*** Provided material ***

PR #2377, opened 2023-08-13
Modal tests

ofhope:
Fixes #issue-number

This PR adds storybook documentation and unit tests to the modal component.

Screenshot 2023-08-11 at 6 06 11 am

It also looks like a bable upgrade along the way broke storybook hot module reloading.
I didn't spend a lot of time investigating the cause but did find[ a solution](https://github.com/pmmmwh/react-refresh-webpack-plugin/issues/176) to monkey patching the issue. HMR was still working in storybook but un-viewable without this patch.

Screenshot 2023-08-11 at 6 05 10 am

Changes:

### DIFF
--- a/.storybook/preview-head.html
+++ b/.storybook/preview-head.html
@@ -1,0 +1,5 @@
+<script>
+    // https://github.com/pmmmwh/react-refresh-webpack-plugin/issues/176#issuecomment-683150213
+    window.$RefreshReg$ = () => {};
+    window.$RefreshSig$ = () => () => {};
+</script>
--- a/client/modules/IDE/components/Modal.stories.jsx
+++ b/client/modules/IDE/components/Modal.stories.jsx
@@ -1,0 +1,17 @@
+import React from 'react';
+import Modal from './Modal';
+
+export default {
+  title: 'IDE/Modal',
+  component: Modal,
+  argTypes: {
+    onClose: { action: 'onClose' }
+  }
+};
+
+export const ModalDefault = {
+  args: {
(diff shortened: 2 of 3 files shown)


lindapaiste:
> It also looks like a bable upgrade along the way broke storybook hot module reloading. I didn't spend a lot of time investigating the cause but did find[ a solution](https://github.com/pmmmwh/react-refresh-webpack-plugin/issues/176) to monkey patching the issue. HMR was still working in storybook but un-viewable without this patch.

THANK YOU!  I've been seeing that error but hadn't had a chance to look into it yet.

lindapaiste (approved):
Looks great!  I love the tests for the inside and outside click behavior and I so grateful for the `window.$RefreshReg$` fix.

lindapaiste:
It's a bummer that it doesn't render with the proper styling.  There's two issues there, one of which I only just now realized!  Maybe you can fix it in a separate PR.
1. The modal needs to have a parent with `class="light"` (or "dark" or "contrast").  This will be fixed by #2326, but we can also put in a quick fix until that gets merged since it might be a while.  We can add a `<div className="light">` to the `decorators` in `preview.js`.
2. The compiled `main.css` file that we are importing in `preview.js` is not up to date.  I don't know what that file is for and probably it should be deleted.  We want to import the uncompiled file `import '../client/styles/main.scss'` as that will be current will all changes.  But in order to do that we also need a Storybook addon to process it: https://storybook.js.org/addons/storybook-addon-sass-postcss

***

## What the task asks
Set down the line holding "1. The modal" and all later lines through the last one in the material above, exactly, and no other lines.

## Answer
1. The modal needs to have a parent with `class="light"` (or "dark" or "contrast").  This will be fixed by #2326, but we can also put in a quick fix until that gets merged since it might be a while.  We can add a `<div className="light">` to the `decorators` in `preview.js`.
2. The compiled `main.css` file that we are importing in `preview.js` is not up to date.  I don't know what that file is for and probably it should be deleted.  We want to import the uncompiled file `import '../client/styles/main.scss'` as that will be current will all changes.  But in order to do that we also need a Storybook addon to process it: https://storybook.js.org/addons/storybook-addon-sass-postcss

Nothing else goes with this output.